Nós elaboramos tanto a ideia das máscaras, nós construímos tantos muros, criamos tantas divisões analíticas que acabamos vivendo com a impressão de podermos separar realidades, de podermos nos separar uns dos outros. Mas a verdade é que tudo está conectado. A nossa história e a história de Santa Rosa dos Pretos não são realidades separadas. Nós estamos aqui porque eles estão lá e eles estão lá porque nós estamos aqui. A nossa trajetória não é uma herança dos nossos pais e avós apenas. A nossa comunidade não partilha só da herança judaica, seja ela histórica, cultural ou religiosa. A nossa história não se cruza com a história do quilombo quando nós vamos para lá. A nossa história é a mesma. E não pelas similaridades, não pelo fato de que uma narrativa essencial do quilombo pudesse se confundir com a narrativa essencial de pequenas comunidades judaicas como a nossa. Mas porque compartilhamos, inevitavelmente, a mesma realidade.

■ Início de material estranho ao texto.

PR #7539, opened 2021-03-30
gui: Modal dialog for listeners and discovery status.

### LINKED ISSUE #7743: Show discovery and listener status when not failed
In the GUI, the listener and discovery status is displayed as a count of active mechanisms. In case of a failure, details can be seen in a modal on click. The modal should be available always and show non-error status details as well.

acolomb:
### Purpose

Discovery failure info has been moved to a separate modal view in #4048.  The same treatment is in order for the listener failures. Additionally, it would be nice to know what these entries mean even when there are no failures. As discussed [on the forum](https://forum.syncthing.net/t/first-contact-what-are-listener/16526/14).

Replace the discoveryFailuresModalView with a unified connectivityStatusModalView, which is also suitable for displaying
listener failures and status for diagnosis.  Include some short descriptions about what each category means.

Summarize the running listeners in addition to the failed ones in a new array $scope.listenersRunning.

Fixes #7743.

**TODO:**
* [x] Include additional information about running (not failed) discovery mechanisms in the `/rest/system/status` API response.  Currently the discovery status dialog is empty without failures, because the info is just not there.
* [x] Possibly change the label for "Listeners" and "Discovery" as discussed in the forum thread.
* [x] Use different icons for the two dialog variants.

### Testing

* Provoked a discovery failure by enabling local discovery for two instances on the same machine --> shows error.
* Provoked a listener failure by manually setting a port below 1024 for the QUIC listener --> shows error.
* Verified that no errors are displayed when all is good.

### Screenshots

Screenshot_2021-03-30 devtest Syncthing_discoveryFailures
Screenshot_2021-03-30 devtest Syncthing_listenerFailures

### Documentation

Minor GUI usability change, no changed or removed functionality.
- [x] Slight change of API response for `GET /rest/system/status` to include `null` discovery "errors".

**~~If the labels end up being revised, screenshots and / or docs need to be revisited.~~**


acolomb:
> * Include additional information about running (not failed) discovery mechanisms in the `/rest/system/status` API response.  Currently the discovery status dialog is empty without failures, because the info is just not there.

Should I try to extend that API response within this PR?

imsodin:
I like the dialog and the info presented.

> Should I try to extend that API response within this PR?

Yes. both a new member with a list of discovery methods or including discovery methods with nil errors in `discoveryErrors` would make sense to me.

I'll look at the wording etc. once the naming discussion on the forum is done.

acolomb:
I noticed the same problem as mentioned in [an older PR](https://github.com/syncthing/syncthing/pull/7160#discussion_r532097273): When running `go run build.go translate`, the `lang-en.json` file always ends up empty.  What am I missing?

acolomb:
> Yes. both a new member with a list of discovery methods or including discovery methods with nil errors in `discoveryErrors` would make sense to me.

I went for the latter, which causes the smallest API change.  It is subtle though and prone to silent breakage, so maybe a formal API revision (renaming the field) would be better?

The `DiscoveryStatusEntry` stuff just mirrors what is there for listeners.  If that approach looks good, we might just remove the previous `ChildErrors()` method right away?

I still can't figure out what [goes wrong](https://github.com/syncthing/syncthing/pull/7539#issuecomment-819066132) with `go run build.go translate`, hence can't really test whether translation of the new dialog works :shrug:

gui/default/syncthing/core/connectivityStatusModalView.html
```diff
@@ -0,0 +1,54 @@
+<modal id="connectivity-status" status="{{connectivityStatusParams.status}}" icon="fas fa-fw {{connectivityStatusParams.type == 'listeners' ? 'fa-sitemap' : 'fa-map-signs'}}" heading="{{connectivityStatusParams.heading}}" large="no" closeable="yes">
+  <div class="modal-body" ng-switch="connectivityStatusParams.type">
+    <div ng-switch-when="listeners">
+      <div ng-if="listenersRunning.length > 0">
+	<p translate>
+	  The following network ports and protocols are available for other devices to connect to this one:
```
imsodin, line 6: Maybe use "listening" here on purpose to make it clear what listening means in this context for anyone confused about the term. Something like "Syncthing is listening on the following addresses for connection attempts from other devices:".

The "ports and protocols" formulation seems a bit out of place/too detailed. Below it's "ports or protocols", which isn't better. Both are just part of an address, and address is a less technical term that I'd consider more likely for any user to grasp. Basically I'd prefer using "address".

gui/default/syncthing/core/connectivityStatusModalView.html
```diff
@@ -0,0 +1,54 @@
...
+	  <li ng-repeat="listener in listenersRunning">{{listener}}</li>
+	</ul>
+      </div>
+      <div ng-if="listenersFailed.length > 0">
+	<p translate>
+	  Some network ports or protocols could not be enabled to accept connections:
+	</p>
+	<ul>
+	  <li ng-repeat="listener in listenersFailed">{{listener}}</li>
+	</ul>
```
imsodin, line 18: Indentation.

imsodin: Same below, and in one place it's 4 instead of 2 spaces. Easier to just let some formatter do its magic instead of commenting on each of them :)

gui/default/syncthing/core/connectivityStatusModalView.html
```diff
@@ -0,0 +1,54 @@
+<modal id="connectivity-status" status="{{connectivityStatusParams.status}}" icon="fas fa-fw {{connectivityStatusParams.type == 'listeners' ? 'fa-sitemap' : 'fa-map-signs'}}" heading="{{connectivityStatusParams.heading}}" large="no" closeable="yes">
+  <div class="modal-body" ng-switch="connectivityStatusParams.type">
+    <div ng-switch-when="listeners">
+      <div ng-if="listenersRunning.length > 0">
```
imsodin, line 4: Maybe display some text for `== 0`, saying that no listeners are active and connections can only be established by this device dialing others (or maybe leave out the second bit, might not be helpful/understandable).  
Similar thing for discovery.

lib/discover/manager.go
```diff
@@ -34,8 +34,11 @@ import (
 type Manager interface {
 	FinderService
 	ChildErrors() map[string]error
+	DiscoveryStatus() map[string]DiscoveryStatusEntry
```
imsodin, line 37: As `ChildErrors` returns all children/finders/discoverers, also if there's no error, I'd just remove it and only have a single method that returns status.

Naming wise we usually leave out `Discovery` here, as it's redundant with the package name - same as it isn't `DiscoveryManager`. Just `Status` doesn't convey that it's multiple ones. As we do already use the term `Finder` in exported parts of the package: maybe `FinderStatus`.

lib/discover/manager.go
```diff
@@ -34,8 +34,11 @@ import (
...
 }
 
+type DiscoveryStatusEntry *string
```
imsodin, line 40: What's the purpose of this instead of an error?

I mean I know about the json serialization shenanigans on the api side, but that doesn't (shouldn't) impact the choices here.

gui/default/index.html
```diff
@@ -641,28 +641,22 @@ <h4 class="panel-title">
                       </td>
                     </tr>
                     <tr>
-                      <th><span class="fas fa-fw fa-sitemap"></span>&nbsp;<span translate>Listeners</span></th>
+                      <th><span class="fas fa-fw fa-sitemap"></span>&nbsp;<span translate>Active Listening Addresses</span></th>
```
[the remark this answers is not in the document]
acolomb: I just went with the suggestion from @calmh here.  Having two (some / total) counts justifies to label what the difference in numbers signifies IMO.

gui/default/syncthing/core/connectivityStatusModalView.html
acolomb: Sorry, that's just my emacs HTML mode defaulting to mixed tabs and spaces.  Need to get that under control soon, as I often forget to `untabify`.

gui/default/syncthing/core/connectivityStatusModalView.html
acolomb: Good idea. Added for both listeners and discovery.

imsodin: Shouldn't the condition also include failed ones, i.e. running + failed == 0?

lib/discover/manager.go
imsodin: There's already a `errorString` convenience function to convert `error` to something json-friendly. I don't think it's sensible to avoid errors in go apis just to avoid that. And for future extensibility (e.g. adding fields), shouldn't it be `type DiscoveryStatusEntry struct{ err error }` to end up in a json object?

lib/api/api.go
```diff
@@ -1017,16 +1017,9 @@ func (s *service) getSystemStatus(w http.ResponseWriter, r *http.Request) {
...
-			discoMethods++
-			if err != nil {
-				discoErrors[disco] = err.Error()
-			}
-		}
-		res["discoveryMethods"] = discoMethods
-		res["discoveryErrors"] = discoErrors
+		discoStatus := s.discoverer.FinderStatus()
+		res["discoveryMethods"] = len(discoStatus) // DEPRECATED: Redundant, only for backwards compatibility, should be removed.
+		res["discoveryErrors"] = discoStatus
```
imsodin, line 1022: I'd add a "discoveryStatus" key and mark "discoveryErrors" as deprecated too, as the errors bit is misleading (I assumed it was only discovery methods with errors at first).

gui/default/index.html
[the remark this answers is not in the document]
imsodin: That doesn't change much that I am not a fan of making it longer like this. I am also not dead set on not having it. Just dreading e.g. the desig bug report about ultra-long labels not wrapping nicely (probably from a German for "Aktivierte zuhörende Addressen") :) 

As to having two counts and active: I could understand "active" in this context to mean active / available, while it is working / active. In my opinion it's the job of the modal to make clear what those two numbers mean.

gui/default/syncthing/core/connectivityStatusModalView.html
acolomb: That would show it only when no methods are *configured* at all.  I think the text also applies when none are running because all configured ones have failed.

gui/default/index.html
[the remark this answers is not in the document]
tomasz1986: > Just dreading e.g. the desig bug report about ultra-long labels not wrapping nicely (probably from a German for "Aktivierte zuhörende Addressen") :)

Long labels should wrap fine in the current state, but they don't look very nice on small screens. I would agree that 1-2 words maximum would indeed be more preferable.

lib/discover/manager.go
acolomb: There is even an `errorStringMap()` which seems to do just the right thing.  Will look into it and then probably revert everything back to just using `ChildErrors()` again.

I didn't switch to a struct right away to avoid a breaking change in the JSON API.  I get the feeling you're not reading my commit messages in full, which usually explain such things, e.g. https://github.com/syncthing/syncthing/pull/7539/commits/c793e08b1229ebf604ea8d78fea7440abab9aedf and https://github.com/syncthing/syncthing/pull/7539/commits/177058353f55d5e311265085810b0d881389b2e0 in this case.  Just a hint so there might be less questions on the next review :-)

lib/api/api.go
acolomb: This comes down to breaking the API or not.  I chose the path of least breakage when you said either would be okay.  Just trying not to increase the required effort for wrapper developers needlessly.  If you're more comfortable with different fields, I'll be happy to clean them up.

That would be only `discoveryStatus` then, replacing both keys.  In that case use child objects vor values as well?

gui/default/index.html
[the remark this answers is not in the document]
acolomb: I understood "active" to mean working, not configured.  Dunno about the translations, in the settings dialog it doesn't seem overly long.  Anyway, I was hoping for an opinion from @calmh, because he suggested these labels.

lib/api/api.go
imsodin: I meant adding a duplicate entry that's named `discoveryStatus` and has the same content as `discoveryErrors`, keeping `discoveryErrors` to not break api (but add a deprecation comment to be addressed whenever a v2 happens).

gui/default/index.html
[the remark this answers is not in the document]
imsodin: I like the modal. I don't like the name change and am not interested in discussing it. If the name change is reverted, I am happy to do a final round of review and merge this. You can still bring up the name change in a separately.

lib/api/api.go
acolomb: > It's not important though, it may also stay as is and one has to realize that it also contains empty errors for discovery methods that run successfully.

Then I'd say let's leave this in "backward-compatible with slight potential hiccup" state and clean up / rename whenever the deprecation notice on `discoveryMethods` will get addressed.

gui/default/index.html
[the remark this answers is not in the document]
acolomb: Sorry, I was under the impression that this was the consensus from the forum discussion.  You either didn's speak up loud enough there, or have a minority opinion ;-)

acolomb:
Added https://github.com/syncthing/docs/pull/647 regarding the API change.

lib/api/api.go
imsodin: Actually I didn't realize the api filtered out nil errors before. In that case, what's the downside of keeping the current `discoveryErrors` for backwards compat and add `discoveryStatus` with all methods? What we do now is not backwards compatible, and might trip api consumers that will now display a discovery as failed, even though it's running.  
Sorry for the confusion.

acolomb: > In that case, what's the downside of keeping the current `discoveryErrors` for backwards compat and add `discoveryStatus` with all methods?

Unnecessary duplication.

So should the new `discoveryStatus` be an dict of objects then, like `connectionServiceStatus`?  That would be easier to extend later on just in case.  Or just a plain string -> error mapping as we have now?

acolomb: Done.

acolomb:
I think this is worthy to be mentioned in the next change log.  Should I open a corresponding issue?

calmh:
Yes!

acolomb:
All reviews addressed AFAICT.  Anything else before this can be merged?

imsodin (approved):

Só compreendendo que nós não somos visitantes de outras realidades, entendendo que o que revelamos e ocultamos, o que vivemos e o que ignoramos estão vitalmente conectados é que podemos caminhar em direção a uma responsabilidade verdadeiramente comunitária. Nós somos parte do Quilombo Santa Rosa dos Pretos tanto quanto eles são parte de nós.